Willingly descending into death, Jesus takes up a new life to be a blessing to all peoples, and all creation, across all the ages before Abraham was, into this now of my life, and unto the final frontiers of space. This is the doorway of time in which we come to share in God’s intentionality. We do not find Origin by imitating earlier spiritual cultures, nor by committing our heart to “the future” understood as the next stop on the temporal subway line. God is to be found in the “HERE AND NOW”, standing right in the cross-hairs of “the intersection of the timeless with time.”
I am the light shining in all things
I am the sum of everything,
For from me everything has come and toward me everything unfolds.
Split a piece of wood and there I am.
Pick up a stone and you will find me there.
Logion 77 in the Gospel of Thomas
Yes, through this Cosmic Christ, all of creation is blessed. Yet in the now of forgetfulness, how can we become a blessing, a faithful reminder of that original blessing?
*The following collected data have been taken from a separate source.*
Issue #2245, opened 2019-01-05
We should add local `name:xx` tags


bhousel:
In working with KeepRight data a lot lately, I notice that it sometimes flags a warning like this:

> It would be nice if this node had an additional tag 'name:XX=Chick-fil-A' where XX shows the language of its name 'Chick-fil-A'.

<img width="300" alt="screenshot 2019-01-05 01 30 33" src="https://user-images.githubusercontent.com/38784/50721201-820d8980-1089-11e9-92f9-fcad5e872c97.png">

It seems like the warning is caused if someone adds a `name:xx` tag and a `name` and they don't match. 

<img width="300" alt="screenshot 2019-01-05 01 32 22" src="https://user-images.githubusercontent.com/38784/50721218-d57fd780-1089-11e9-885c-49e3bb3ed1f4.png">
<img width="300" alt="screenshot 2019-01-05 01 32 27" src="https://user-images.githubusercontent.com/38784/50721220-d9abf500-1089-11e9-8c0c-4d534d64d115.png">

It is only a warning , but  I can understand why it would be nice in this case to add a `name:en` tag, so that people know what language `name` is in or where it came from.

We have a lot of names like this in the index.  Our Contributing guidelines even encourage it:

```js
  "amenity/fast_food|マクドナルド": {         // Identifier like "key/value|name"
    "count": 1445,
    "countryCodes": ["jp"],                 // Optional `countryCodes` - array of countries where this entry is used
    "tags": {
      "amenity": "fast_food",
      "brand": "マクドナルド",                // `brand` - Brand name in the local language (Japanese)
      "brand:en": "McDonald's",             // `brand:en` - For non-English brands, tag the English version too
      "brand:wikidata": "Q38076",           // `brand:wikidata` - Same Universal wikidata identifier
      "brand:wikipedia": "ja:マクドナルド",   // `brand:wikipedia` - Reference to Japanese Wikipedia
      "cuisine": "burger",
      "name": "マクドナルド",                 // `name` - Display name, also in the local language (Japanese)
      "name:en": "McDonald's"               // `name:en` - For non-English names, tag the English version too
     // SHOULD WE ADD "name:ja" TOO??
    }
  },
```

SilentSpike:
I can't think of any strong argument against it 👍

matkoniecz:
from what I see there is no pending issue to remove this complaint in https://github.com/keepright/keepright/issues (I checked as Keep Right is no longer developed).

[...]

PR #2417, opened 2019-03-10
Multiple additions on shoes.json

coderbeetle:
- ABCマート: Added two more country codes, Wikidata code, and Wikipedia link.
- Besson Chaussures: Added country code. A Wikipedia shop for this page does not exist, but I managed to find their operator information - so I added these too.
- FLO: Added country codes. Wikipedia page doesn't exist.
- Gabor: Added country codes, Wikidata code, and Wikipedia link.

### DIFF
--- a/brands/shop/shoes.json
+++ b/brands/shop/shoes.json
@@ -191,6 +191,7 @@
     "countryCodes": ["tr", "al"],
     "tags": {
       "brand": "FLO",
+      "brand:wikidata": "Q61994802",
       "name": "FLO",
       "shop": "shoes"
     }
--- a/brands/shop/shoes.json
+++ b/brands/shop/shoes.json
@@ -1,10 +1,12 @@
 {
   "shop/shoes|ABCマート": {
     "count": 51,
-    "countryCodes": ["jp"],
+    "countryCodes": ["jp", "kr", "tw"],
     "tags": {
       "brand": "ABCマート",
       "brand:ja": "ABCマート",
+      "brand:wikidata": "Q11188787",
+      "brand:wikipedia": "en:ABC-Mart",
       "name": "ABCマート",
       "name:ja": "ABCマート",
       "shop": "shoes"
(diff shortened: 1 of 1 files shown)


Adamant36:
I created a Wikidata entry for FLO to deal with #2383, but it ended up getting hung up. So if you want to add it this PR that would be great. Then I can close the other one. Its Q61994802

coderbeetle:
Done!

Adamant36:
Thanks. Two more minor things. In general we only add `name:en`  in cases where the `name:` tag is in another language, but we don't add other values like `name:jp` or anything. Since its essentially a duplicate of the `name:` key and we don't want to add to many name values to database (hopefully that's clear. If not I can provide some issue numbers that discuss it better for you to read). 

also, if you run npm run build before doing the commit it will check for any errors and get rid of the trailing space at the end of the file. Its not necessary, but helpful if you add more then a few lines of code.

coderbeetle:
Thanks for letting me know! I think the duplicate names were already in the code, as far as I can recall I didn't add any names in other languages in addition to the English ones. Should I remove values like `name:ja` in the future?
As for the `npm run build`, I've been actually pretty confused as on how to run it. I'm assuming I'm supposed to run it on Git, but I haven't really been able to find any useful references on that.

Adamant36:
No, its cool. They can stay in there if they were already added. I totally thought you had added them. Sorry. At least you know about it for the future now though. 

As far as `npm run build`, you run it in the terminal before you start editing the .json files and after you save your edits to commit them. The contributing file could probably be more clear about it. If you don't understand something, feel free to open a issue about it or just ask.

bhousel:
> Thanks. Two more minor things. In general we only add `name:en` in cases where the `name:` tag is in another language, but we don't add other values like `name:jp` or anything.

No - we _do_ add tags like `name:jp` now to placate the various OSM validator tools.  See #2245

The build script will even add them automatically for languages like Japanese, where we can tell with a regex what language the name is in.

Adamant36:
Oh yeah, my bad. I forgot the policy changed.

PR #2421, opened 2019-03-11
add bank info

Adamant36:


bhousel:
Thanks! .. 
per #2245, if you are going to add `name:en`, `brand:en`, `operator:en`,  make sure you also add localized tags that match the other too... e.g. `name:es`, `brand:es`, `operator:es`.

Adamant36:
My bad. I totally spaced it again. I'll go through it and add them.

bhousel:
> My bad. I totally spaced it again. I'll go through it and add them.

No problem.. I'm going to merge as-is, and you can add them later when you have time 👍

PR #3033, opened 2019-09-23
Add supermarket and bank brands

sguinetti:
Several brands, including some additions of existing tags. By the way, there is a build in the Bank section, I apologize any inconvenience that may occur.


bhousel:
looks good to me, thanks @sguinetti  👍

PR #3034, opened 2019-09-23
Add matchname for usmile

danielsjf:
Ironically, uSmile doesn't match uSmile

### DIFF
--- a/brands/shop/convenience.json
+++ b/brands/shop/convenience.json
@@ -1722,7 +1722,7 @@
   },
   "shop/convenience|uSmile 昆仑好": {
     "countryCodes": ["cn"],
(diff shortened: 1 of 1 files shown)


brands/shop/convenience.json
```diff
@@ -1722,7 +1722,7 @@
   },
   "shop/convenience|uSmile 昆仑好": {
     "countryCodes": ["cn"],
-    "matchNames": ["uSmile 便利店", "昆仑好"],
+    "matchNames": ["uSmile 便利店", "昆仑好", "uSmile"],
```
tas50: These can just be lower case

danielsjf: Fixed

tas50:
Thanks @danielsjf

PR #3035, opened 2019-09-24
Add Wings Financial Credit Union and edit other entries

TishG:


tas50:
@TishG Thanks for the fix, but you don't actually want to modify the dist file directly. That's the file that is built and shipped with editors. The file you want to edit is here: https://github.com/osmlab/name-suggestion-index/blob/master/brands/amenity/bank.json

TishG:
My apologies, I didn't mean to do that. I will go back and make those edits in the correct file.

PR #3041, opened 2019-09-27
Update Pret a Manger

doublah:
Adds more country codes and short_name.


tas50:
@doublah theres a few formatting issues with this that will get cleared up if you run ‘npm run build’ in the repo

SilentSpike:
The `matchName` is redundant since it's in the `short_name` tag already (this will automatically become a matching name)

bhousel:
Thanks @doublah  👍

PR #3044, opened 2019-09-28
Add supermarket and bank brands (part 2)

sguinetti:
This updates complements the addition of brands in Japan. It seems that these are the most relevant brands in the country, specifically Tokyo. I added other brands like book stores and restaurants.

### DIFF
--- a/brands/amenity/bank.json
+++ b/brands/amenity/bank.json
@@ -7609,6 +7609,20 @@
       "name:en": "China Merchants Bank"
     }
   },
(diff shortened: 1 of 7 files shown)


tas50:
Thanks @sguinetti

tohaklim:
Are 7170 and 7185 lines supposed to be both referring to SMBC?

bhousel:
Good catch @tohaklim , I just fixed that `name:en` in 75a8fb208

PR #3049, opened 2019-10-01
Adding cineplex canada

vphilot:
Addded Cineplex Canada to brands list

### DIFF
--- a/brands/amenity/cinema.json
+++ b/brands/amenity/cinema.json
@@ -173,8 +173,7 @@
       "cineplex entertainment",
       "cineplex odeon",
       "cineplex theatre",
-      "cineplex theatres",
-      "galaxy cinemas"
+      "cineplex theatres"
     ],
     "tags": {
       "amenity": "cinema",
--- a/brands/amenity/cinema.json
+++ b/brands/amenity/cinema.json
@@ -165,7 +165,7 @@
       "name": "Cineplanet"
     }
   },
-  "amenity/cinema|Cineplex Entertainment": {
+  "amenity/cinema|Cineplex Entertainment": { 
     "countryCodes": ["ca"],
     "matchNames": [
       "cineplex cinema",
--- a/brands/amenity/cinema.json
+++ b/brands/amenity/cinema.json
@@ -181,7 +181,7 @@
       "brand": "Cineplex",
       "brand:wikidata": "Q2972807",
       "brand:wikipedia": "en:Cineplex Entertainment",
-      "name": "AMC"
+      "name": "Cineplex"
     }
   },
   "amenity/cinema|Cineplexx": {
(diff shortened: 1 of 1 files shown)


brands/amenity/cinema.json
```diff
@@ -165,6 +165,25 @@
...
+      "cineplex theatre",
+      "cineplex theatres",
+      "galaxy cinemas"
+    ],
+    "tags": {
+      "amenity": "cinema",
+      "brand": "Cineplex",
+      "brand:wikidata": "Q2972807",
+      "brand:wikipedia": "en:Cineplex Entertainment",
+      "name": "AMC"
```
bhousel: Should this be changed to Cineplex also?

brands/amenity/cinema.json
```diff
@@ -165,6 +165,25 @@
       "name": "Cineplanet"
     }
   },
+  "amenity/cinema|Cineplex Entertainment": {
```
bhousel: This should match the `name` tag..

vphilot: @bhousel resolved!

brands/amenity/cinema.json
```diff
@@ -165,6 +165,25 @@
...
+  "amenity/cinema|Cineplex Entertainment": { 
+    "countryCodes": ["ca"],
+    "matchNames": [
+      "cineplex cinema",
+      "cineplex cinemas",
+      "cineplex entertainment",
+      "cineplex odeon",
+      "cineplex theatre",
+      "cineplex theatres",
+      "galaxy cinemas"
```
bhousel: Adding "Galaxy Cinemas" here means that iD will prompt users to upgrade those features to "Cineplex".  Is this what you want?    (If not, they need to be 2 separate entries).

brands/amenity/cinema.json
bhousel: It should be "Cineplex" right?   not "Cineplex Entertainment" ?

brands/amenity/cinema.json
vphilot: This is an old name for the company. Thought of adding as a match just in case. Does it make sense?

bhousel: I don't know whether it makes sense or not.  `matchNames` is for alternate names that are less preferred. 

iD will encourage users to upgrade them to the preferred name.  If the theater still operates some locations as the "Galaxy" brand, then this would be wrong.  But if they have changed all the locations to have "Cineplex" signs, then it would be correct.

vphilot: @bhousel  thanks for clarifying. It makes more sense to remove it then.

brands/amenity/cinema.json
vphilot: @bhousel Cinepelx Entertainment is the official company name

bhousel:
Thanks @vphilot 👍

PR #3051, opened 2019-10-01
Adding universities in toronto

vphilot:
Added 2 universities in Toronto


bhousel:

Issue #2883, opened 2019-07-13
Add support for templated/generated categories - use this for ATMs, post_boxes, etc.


yoasif:
I recently ran into a free-standing Chase ATM - you can find a lot here: https://locator.chase.com/search?q=New+York%2C+NY%2C+USA&l=en&type=ATM

When I type in Chase in iD, I was presented with an entry for branch locations, but none for ATMs.

There should be a new entry specifically for free standing ATMs.

bhousel:
Hmm we don't currently do ATMs in this index - maybe we should!  
I'm curious what people think, and also want to take a look at with other maps do (Google/Apple/Bing)

1ec5:
Yes, we should have entries for ATMs, particularly for banks that have freestanding ATM locations (whether drive-through or in a mall or supermarket). We should also take care to tag these ATMs with `network` as appropriate (often but not always redundantly to `brand`).

bhousel:
> We should also take care to tag these ATMs with `network` as appropriate (often but not always redundantly to `brand`).

Awesome - this is interesting to know..
Are you sure `network` is the right tag for this?  Would like to hear more.

I think of `network` as something else, more specifically like the formats used by road and transit networks.

1ec5:
Yep, `network` is typically [tagged on ATMs](https://wiki.openstreetmap.org/wiki/Tag:amenity%3Datm) and other amenities like bike repair stations. This practice happens to predate `brand` (which used to just be for saying that a particular car repair shop services Volvos, say), but it does express a slightly different kind of affiliation than `brand`.

For better or worse, the same `network` key has always been used for multiple things that English speakers call networks: “route network”, “ATM network”, etc. That’s one reason NSI will be a good complement to taginfo for public transportation networks (#2864).

It’s unclear to me whether [interbank networks](https://en.wikipedia.org/wiki/Interbank_network) can also be tagged in `network`, but we can cross that bridge when we get there. The most obvious NSI entries would be simple cases where `brand` and `network` are the same.

mds08011:
> It’s unclear to me whether interbank networks can also be tagged in `network`.

What is an example of a `network` that isn't an interbank network?  Wouldn't that just be a `brand`?

Assuming interbank networks are tagged as `network`, it will be common for credit union ATMs to have different `brand` and `network` tags.  For example, Navy Federal Credit Union participates in the [Plus](https://en.wikipedia.org/wiki/Plus_(interbank_network)) interbank network.

[...]

PR #3056, opened 2019-10-01
Add new ATM category

mds08011:
This is a draft pull request related to adding ATMs to the NSI as discussed in #2883 .  Still a work in progress.  Feedback is welcome as are any changes.


andrewharvey:
Since most banks with a store would have an ATM, it's it worth bootstrapping this by copying amenity=bank and then any tweaks can be made from there?

mds08011:
The initial intent was to focus on banks known for having freestanding ATMs.  While it’s true that most banks would have ATMs attached to the bank location, not all have them have a network of separate ATMs.  I’m hesitant that bootstrapping banks will bring too many excess entries.

andrewharvey:
No worries, looks good to me, which part is still a WIP? I'd like to add Australian ATMs, but would be best if this get merged first to avoid conflicts..

mds08011:
@andrewharvey overall we are trying to work through how to best use `name`, `brand`, `operator`, and `network` tags.

You can see more discussion here: https://github.com/osmlab/name-suggestion-index/issues/2883

brands/amenity/atm.json
```diff
@@ -0,0 +1,127 @@
...
+      "Harris Bank"
+    ],
+    "tags": {
+      "amenity": "atm",
+      "brand": "BMO Harris Bank",
+      "brand:wikidata": "Q4835981",
+      "brand:wikipedia": "en:BMO Harris Bank",
+      "name": "BMO Harris Bank",
+      "network": "Allpoint",
+      "network:wikidata": "Q4733264"
```
anandfresh: I feel the amenity property is redundant. Can we do some JSON refactoring to avoid redundancy and to keep the common values ahead 
"amenity": "atm",

bhousel: These are redundant only because we group them into files by this property key=value pair.  The property is important as an OpenStreetMap tag, so it must stay.

anandfresh: But do we have any plan to refractor this JSON/app in near future?

bhousel: No plans, I’m pretty happy with the JSON structure.

UKChris-osm:
Not sure how this draft is going, or if this entry would be suitable, but below is an entry for Sainsbury's Bank ATM's.

"amenity/atm|Sainsbury's Bank": {
    "countryCodes": ["gb"],
    "tags": {
      "amenity": "atm",
      "brand": "Sainsbury's Bank",
      "brand:wikidata": "Q7400525",
      "brand:wikipedia": "en:Sainsbury's Bank",
      "name": "Sainsbury's Bank",
      "network": "Link",
      "network:wikidata": "Q6458752"
    }
}

Sainsbury's doesn't have any conventional bank locations, just ATM's at Sainsbury's and Argos stores, as well as some travel money counters, so that might make this entry more aligned with the freestanding ATM concept mentioned above.

bhousel:
Going to close this for now.  

Restructuring the code to allow `operator` or `network` to be the the defining tag (instead of `brand`) is in the back of my mind and will happen eventually.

The purification of my intentionality and creating of a pure and open heart begins by taking responsibility. Christ is the last victim and scapegoat, now I take my responsibility for the world as it is.
Now I let go of wringing my hands at the iniquity of the world. Now I let go of all the grandstanding and purity codes that would judge others unworthy. Now I let go of all my victim-hood, the graveyard of compassion and the garden of hate. Now I let go of all my pious complaints and the diversions I have created. Now I let go of my selfish need to control the narrative and my need to be the centre of the story. Now with Nehemiah, I confirm my connection, acknowledging that God is Good, and so we cry out in travail, “We have sinned God, and it is our fault”.
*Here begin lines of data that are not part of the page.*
PR #3224, opened 2019-10-30
Added Perfumania

quetcodesfire:
I added Perfumania to the list here. They do not have a wikipedia so I have left the wikidata and wikipedia fields as empty strings.

### DIFF
--- a/brands/shop/perfumery.json
+++ b/brands/shop/perfumery.json
@@ -71,5 +71,19 @@
       "name": "O Boticário",
       "shop": "perfumery"
     }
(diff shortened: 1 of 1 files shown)


Adamant36:
Thanks @quetcodesfire. I added a Wikidata entry in https://github.com/osmlab/name-suggestion-index/commit/1cd6c09a8df4d3b4c30c4a6b5df7e049eb849398. For future reference if there is no Wikipedia or Wikidata pages you just leave those sections out of the code all together.

PR #3225, opened 2019-10-30
Added Van Heusen

quetcodesfire:
Added data for Van Heusen. There was no wikipedia data to add.

### DIFF
--- a/brands/shop/clothes.json
+++ b/brands/shop/clothes.json
@@ -3299,6 +3299,14 @@
       "shop": "clothes"
     }
   },
+  "shop/clothes|Van Heusen": {
+    "countryCodes": ["us"],
+    "tags": {
+      "brand": "Van Heusen",
+      "name": "Van Heusen",
+      "shop": "clothes"
+    }
+  },
   "shop/clothes|V.I.M.": {
     "countryCodes": ["us"],
     "tags": {


brands/shop/clothes.json
```diff
@@ -3299,6 +3299,14 @@
       "shop": "clothes"
     }
   },
+  "shop/clothes|Van Heusen": {
+    "countryCodes": ["us"],
+    "tags": {
+      "brand": "Van Heusen",
+      "name": "Van Heusen",
+      "shop": "clothes"
```
tas50: This will need a wikidata entry created so it will show up in the editors. You can usually look at one of the entries for a similar business to see useful keys to enter. One of the big ones for us is the social media entries since that powers the logos.

quetcodesfire: I'm not quite sure if I'm understanding wikidata 100%. I looked at a few other brands and it seemed like they had Wikipedia pages and wikidata. Any brand that did not have a Wikipedia page I was not able to find wikidata for. I can take a look at Van Heusen's social media logos to see if there is any kind of wikidata associated with them if that is a source for brands without Wikipedia pages.

Adamant36: @tas50, Q67551865 wouldn't work? The link to their website on their Wikidata entry has a section for locating stores. So, I assume its the same thing and that we can just use the normal Wikidata entry.

Adamant36: Btw @quetcodesfire, I noticed that a lot of the things your doing PR's for already had ones open by other people. You should really check to make sure there aren't already PR's open for things. Otherwise, we might miss the earlier ones like I did when I merged all yours and that's not so good for the people that technically did them first who don't get theirs merged now. 

Thanks

Adamant36:
Since this already had PR #3210 open for it a few days ago I am closing this one. As it's redundant. I suggest the discussion about if to use the Wikidata entry or not be moved there. Thanks.

brands/shop/clothes.json
bhousel: Q67551865 looks ok to me

PR #3226, opened 2019-10-30
Added Stuart Weitzman Shoe Store

quetcodesfire:
Added Stuart Weitzman Shoe Store. There was a wikipedia page on the owner, but not the business itself and it was not added.


Adamant36:
Added in #3227

PR #3228, opened 2019-10-31
add windsor

rbezerra:


brands/shop/clothes.json
```diff
@@ -3455,6 +3455,14 @@
       "shop": "clothes"
     }
   },
+  "shop/clothes|Windsor": {
+    "countryCodes": ["us"],
+    "tags": {
+      "brand": "Windsor",
+      "name": "Windsor",
```
tas50: For this to appear in iD and other editors it will also need a wikidata entry. If that doesn't' exist you can create one. Usually the best thing is to find a similar brand to see what tags you might want to add in wikidata. Let me know if you need any help with that. I'm around here on Github and also on OSM US Slack.

Adamant36:
Created and added in https://github.com/osmlab/name-suggestion-index/commit/fd29b0d609593e8790c61b909796bcb10f2f661a. Thanks @rbezerra 👍

PR #3229, opened 2019-10-31
Rename amenity/bank/OTP to OTP Bank

KAMI911:
Hi!

Based on Hungarian OSM Group discussion
https://groups.google.com/forum/?utm_medium=email&utm_source=footer#!msg/openstreetmap-hungary/Op0Cju-f0mM/2hsN7ldNCQAJ
, real name of the bank and Wikidata: We would like to change OTP to OTP Bank in the name tag.

### DIFF
--- a/brands/amenity/bank.json
+++ b/brands/amenity/bank.json
@@ -4348,7 +4348,7 @@
       "brand": "OTP",
       "brand:wikidata": "Q912778",
       "brand:wikipedia": "en:OTP Bank",
-      "name": "OTP"
+      "name": "OTP Bank"
     }
   },
   "amenity/bank|Oberbank": {


Adamant36:
Seems like its in small letters on the signs and there is no space between the words. What about that? (usually we go with what's on the sign). 

33_default_article

bkil:
Thanks for the quick response. It is true for the graphic logo design, but if you also look at the website, the textual type setting goes as "OTP Bank".

See at the end of
https://www.otpbank.hu/
`© Copyright 2019 OTP Bank`

Adamant36:
> See at the end of
https://www.otpbank.hu/
© Copyright 2019 OTP Bank

Going by legal title (which I is what I would consider a copyright mark), over signage in the index was already discussed and rejected. The important thing is that it matches what's on the ground. Per the OSM ground verifiability rule. As such, there's lots of entries where the official company name doesn't fit with the indexes entry. I see no reason why this should be different. It's not like matters anyway since it essentially still says the same thing either way, but at least what I'm suggesting fits the on the ground rule. 

Btw, they also go by OTP Bank Nyrt [here](https://www.otpbank.hu/static/portal/sw/file/XS0274147296_OC.pdf) in official documents and are also referenced as such [here](https://www.bloomberg.com/profile/company/OTP:GR). Along with OTP Bank Group in other places...So, using the ground avoids having to figure out which one is best. Otherwise, someone could just as easily come along later and say it should be another way "just because." At least that's how I see it and like I've said going by the legal entity name over signage has already been rejected anyway. Maybe another collaborator will disagree though.

bhousel:
> So, using the ground avoids having to figure out which one is best.

I would usually go with what the signs say, but in this case the local community has discussed it, and they can decide how they want their banks to look, so we should just go with whatever they want..

PR #3245, opened 2019-10-31
delek brand  added 

Bitha007:


Adamant36:
Thanks @Bitha007. Looks good. Except we usually only use the English name or the name of the company in whatever language it is in. So, if you could remove all the languages and just leave `"name": "Delek"` that would be great. Thanks.

bhousel:
thanks @Bitha007 and welcome! 👋

Issue #3246, opened 2019-10-31
Add Murco


Adamant36:
UK based gas station chain 

https://en.wikipedia.org/wiki/Murco_Petroleum
https://www.wikidata.org/wiki/Q16998281

Adamant36:
Closed in #3252

PR #3252, opened 2019-10-31
added brand Mohawk

KungFuryKeyboard:


Adamant36:
Thanks. Looks fine. Except you don't need a match name for Mohawk since its what is already in the name tag.

KungFuryKeyboard:
ok I've removed the extra match tag, however i've accidently also added code for murco #3246

Adamant36:
That's fine. Thanks for fixing it and for the contributions 👍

We may have assumed Jesus, the shepherd, was leading the flock to safety. But that’s not really the case, is it? Instead, the shepherd arrives to the sheepfold and calls the sheep away from the safety of the walled-off pen. And they follow the shepherd. Not to safety, but to the open wilderness. Because that’s where the shepherd always is. The shepherd isn’t in the sheepfold. The shepherd is beyond its boundaries, beyond the walls, beyond a place of safety and comfort. Beyond the neat divisions of dogmas.
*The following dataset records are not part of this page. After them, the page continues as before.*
PR #3254, opened 2019-10-31
Update CONTRIBUTING.md

Surya1231:


Adamant36:
Ummm, no thanks. Why not try contributing something that's actually helpful?

Issue #3244, opened 2019-10-31
Add Huck's


Adamant36:
American convenience store chain

https://en.wikipedia.org/wiki/Huck_Food_Fuel
https://www.wikidata.org/wiki/Q56276328

theonlymikeever:
I can help with this!

PR #3262, opened 2019-10-31
#3244 Add Huck's

theonlymikeever:
Added data for Huck Food Fuel

### DIFF
--- a/brands/shop/convenience.json
+++ b/brands/shop/convenience.json
@@ -1,4 +1,15 @@
 {
+  "shop/convenience|Huck Food Fuel": {
+    "countryCodes": ["us"],
+    "matchNames": ["Huck's"],
+    "tags": {
+      "brand": "Huck Food Fuel",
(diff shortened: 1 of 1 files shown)


brands/shop/convenience.json
```diff
@@ -1,4 +1,15 @@
 {
+  "shop/convenience|Huck Food Fuel": {
+    "countryCodes": ["us"],
+    "matchNames": ["Huck's"],
+    "tags": {
+      "brand": "Huck Food Fuel",
+      "brand:wikidata": "Q56276328",
+      "brand:wikipedia": "en:Huck_Food_Fuel",
```
bhousel: Looks like this should actually point at..
```suggestion
      "brand:wikipedia": "en:Huck's Food & Fuel",
```

bhousel:
Thanks @theonlymikeever 👍 
We ended up with 2 of them between #3262 and #3267, so I cleaned things up in f59603bc3

PR #6604, opened 2022-05-19
Add Paradores de Turismo and Pousadas hotels

Crashillo:


data/brands/tourism/hotel.json
```diff
@@ -1734,6 +1734,16 @@
         "tourism": "hotel"
       }
     },
+    {
+      "displayName": "Paradores",
+      "locationSet": {"include": ["es", "pt"]},
```
1ec5, line 1739: [This Wikidata item](https://www.wikidata.org/wiki/Q1476845) only covers the Spanish chain. Should Portugal should get a separate entry linked to [Pousadas de Portugal](https://www.wikidata.org/wiki/Q2186274)?

Crashillo: No. That's a different brand. I've included portugal since [their website](https://www.parador.es/) include a hotel in Portugal. Perhaps, it doesn't worth it :thinking:, what do you think?

1ec5: OK, if they’re in Portugal too then this is correct.

Crashillo: In fact, let me add the Pousadas item as well, killing two birds with one stone :v:

1ec5 (approved):
Thanks!

data/brands/tourism/hotel.json
```diff
@@ -1734,6 +1734,16 @@
...
+      "note": "No name for Paradores's brand as each hotel is named differently.",
+      "tags": {
+        "brand": "Paradores de Turismo de España",
```
1ec5, line 1742: Based on the `displayName`, I take it that “Paradores” is the most widely recognized name and “Paradores de Turismo de España” is an official name. If that’s the case, then `brand` can be just “Paradores”. We can add a `matchName` of `paradores de truism de españa` in case someone searches for the full name.

Crashillo: Ok, I'll update it accordingly

data/brands/tourism/hotel.json
Crashillo: Done

data/brands/tourism/hotel.json
Crashillo: Done

1ec5 (approved):

PR #6623, opened 2022-05-31
Add `matchNames` to some brands

Dimitar5555:


bhousel:
Thanks @Dimitar5555 this looks ok..

FYI with [matchNames](https://github.com/osmlab/name-suggestion-index/wiki/Item-Property-Reference#matchnames-matchtags) - any variations in case and spelling are automatically matched already, so the next time we run build some of these may go away as the matcher would consider them redundant.  

(For example we don't need to add a matchName for "easy credit" if the brand is already named "EasyCredit").

Dimitar5555:
I added it because when searching for a preset, iD doesn't find anything for "Easy Credit".
image
Also it doesn't suggest anything for banks named "Уникредит" or "Булбанк" which should be the expected behaviour?
image

bhousel:
iD's preset matcher could probably be improved to discard space and punctuation.

I do actually see these results when I type "easy" in Bulgaria:
Screen Shot 2022-05-31 at 9 43 09 AM

But unfortunately adding a space makes these results go away.

> "Уникредит" or "Булбанк"

I agree that adding these is good - they should get converted to "terms" and included in the search, after the next release of NSI.

PR #6626, opened 2022-06-01
[nz] add bus operators and other brands

k-yle:


data/operators/leisure/park.json
```diff
@@ -473,7 +473,6 @@
       "tags": {
         "leisure": "park",
         "operator": "Christchurch City Council",
-        "operator:short": "CCC",
```
Mortein, line 476: Just wondering why this was removed. `operator:short` is in use throughout NSI, and triggers a match in iD where `operator` is using the value.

It’s not just our images of the shepherd we’ve sanitised and air-brushed. We’ve done it to our text as well. We sheepishly say that Jesus simply “brings out all his own” from the sheep pen, but the original is so much more interesting. The verb used here is the exact same verb gospel writers use to describe the violent casting out of demons. The shepherd casts out his sheep from the safety of the pen. Suddenly, these sheep who have heard the shepherd’s voice are quite literally, the outcast.
The Good Shepherd is good not because he fixes everything but because he lays down his life for everyone. For those who fit in, and those who don’t. For those who stay in the sheep pen and those who are outcasts.
Who are those other sheep that do not belong to this fold? Perhaps we too may answer with a litany of outsiders; lesbian, transgender, and gay people, foreigners, people experiencing poverty, those suffering from mental illness; the list is much, much wider…
Jesus the Good Shepherd breaks bread with these same outcasts and those society considered sinners. Jesus held these outsiders up as examples of profound faith; Jesus chose the despised to befriend.
Jesus the Good Shepherd says that whenever we see the hungry, the poor, the lonely, the disenfranchised, the outcast, we are seeing Jesus himself. These are the ones who are close to Gods’ heart, the ones who know their need for repentance, the ones who are Blessed, and the ones to remind us of God’s Original Blessing.
It is in the communion of this community that we also receive a blessing. Blessings do not flow from our holiness, from separation and exclusion; such pretensions are an illusion without alignment with Gods’ intentionality.